Dataset entries:

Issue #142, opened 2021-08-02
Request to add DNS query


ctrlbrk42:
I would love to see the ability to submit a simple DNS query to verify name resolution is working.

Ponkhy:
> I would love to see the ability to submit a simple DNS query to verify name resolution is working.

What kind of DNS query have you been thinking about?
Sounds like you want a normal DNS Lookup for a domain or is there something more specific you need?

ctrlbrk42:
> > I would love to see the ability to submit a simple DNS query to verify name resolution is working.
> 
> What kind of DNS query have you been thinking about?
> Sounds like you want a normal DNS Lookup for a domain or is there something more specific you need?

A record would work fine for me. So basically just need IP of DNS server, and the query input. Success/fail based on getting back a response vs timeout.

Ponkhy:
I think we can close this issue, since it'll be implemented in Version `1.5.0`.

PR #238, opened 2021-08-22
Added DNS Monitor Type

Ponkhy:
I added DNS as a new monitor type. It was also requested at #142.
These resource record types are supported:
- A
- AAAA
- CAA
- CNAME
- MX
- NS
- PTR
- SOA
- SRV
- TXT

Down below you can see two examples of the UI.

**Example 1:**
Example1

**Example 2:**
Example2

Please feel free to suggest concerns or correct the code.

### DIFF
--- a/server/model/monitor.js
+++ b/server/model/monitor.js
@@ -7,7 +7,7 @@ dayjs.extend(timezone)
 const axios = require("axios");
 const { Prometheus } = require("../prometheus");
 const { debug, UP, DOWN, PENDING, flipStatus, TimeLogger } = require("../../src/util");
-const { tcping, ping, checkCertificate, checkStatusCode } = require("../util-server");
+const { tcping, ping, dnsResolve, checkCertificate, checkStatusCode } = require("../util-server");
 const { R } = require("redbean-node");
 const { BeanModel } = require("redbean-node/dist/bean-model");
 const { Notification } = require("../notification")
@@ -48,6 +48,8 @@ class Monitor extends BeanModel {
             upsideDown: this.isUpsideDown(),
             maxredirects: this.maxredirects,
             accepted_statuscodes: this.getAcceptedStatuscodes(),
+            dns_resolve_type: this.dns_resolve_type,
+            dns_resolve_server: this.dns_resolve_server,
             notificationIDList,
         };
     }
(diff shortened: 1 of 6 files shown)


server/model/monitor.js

...

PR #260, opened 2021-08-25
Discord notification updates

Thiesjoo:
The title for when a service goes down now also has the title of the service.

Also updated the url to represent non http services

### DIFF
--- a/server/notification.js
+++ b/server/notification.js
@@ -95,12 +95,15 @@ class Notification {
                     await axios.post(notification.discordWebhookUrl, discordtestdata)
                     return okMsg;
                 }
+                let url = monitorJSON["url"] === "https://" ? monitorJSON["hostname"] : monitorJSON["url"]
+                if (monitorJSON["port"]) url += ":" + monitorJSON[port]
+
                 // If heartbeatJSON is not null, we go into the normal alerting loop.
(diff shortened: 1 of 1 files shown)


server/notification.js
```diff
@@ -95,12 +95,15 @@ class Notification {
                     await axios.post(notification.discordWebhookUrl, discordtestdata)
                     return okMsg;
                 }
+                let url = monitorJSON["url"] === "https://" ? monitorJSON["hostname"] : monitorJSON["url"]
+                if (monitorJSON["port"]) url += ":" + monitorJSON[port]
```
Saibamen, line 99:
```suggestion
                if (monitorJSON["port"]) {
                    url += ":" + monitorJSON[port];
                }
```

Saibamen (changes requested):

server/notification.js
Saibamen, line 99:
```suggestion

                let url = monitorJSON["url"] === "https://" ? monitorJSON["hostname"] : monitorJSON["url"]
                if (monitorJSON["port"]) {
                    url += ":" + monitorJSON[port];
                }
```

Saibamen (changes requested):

---

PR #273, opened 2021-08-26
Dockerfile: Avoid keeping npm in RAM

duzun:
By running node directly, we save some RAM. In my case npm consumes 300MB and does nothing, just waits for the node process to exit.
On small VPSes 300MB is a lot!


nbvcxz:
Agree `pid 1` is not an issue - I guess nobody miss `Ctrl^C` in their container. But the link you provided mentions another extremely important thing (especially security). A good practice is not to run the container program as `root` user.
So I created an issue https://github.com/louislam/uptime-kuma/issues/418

_WHAT IS EXPECTED_
Filter the entries and keep only the lines holding "Lookup".

_EXERCISE RESULT_
Sounds like you want a normal DNS Lookup for a domain or is there something more specific you need?
> Sounds like you want a normal DNS Lookup for a domain or is there something more specific you need?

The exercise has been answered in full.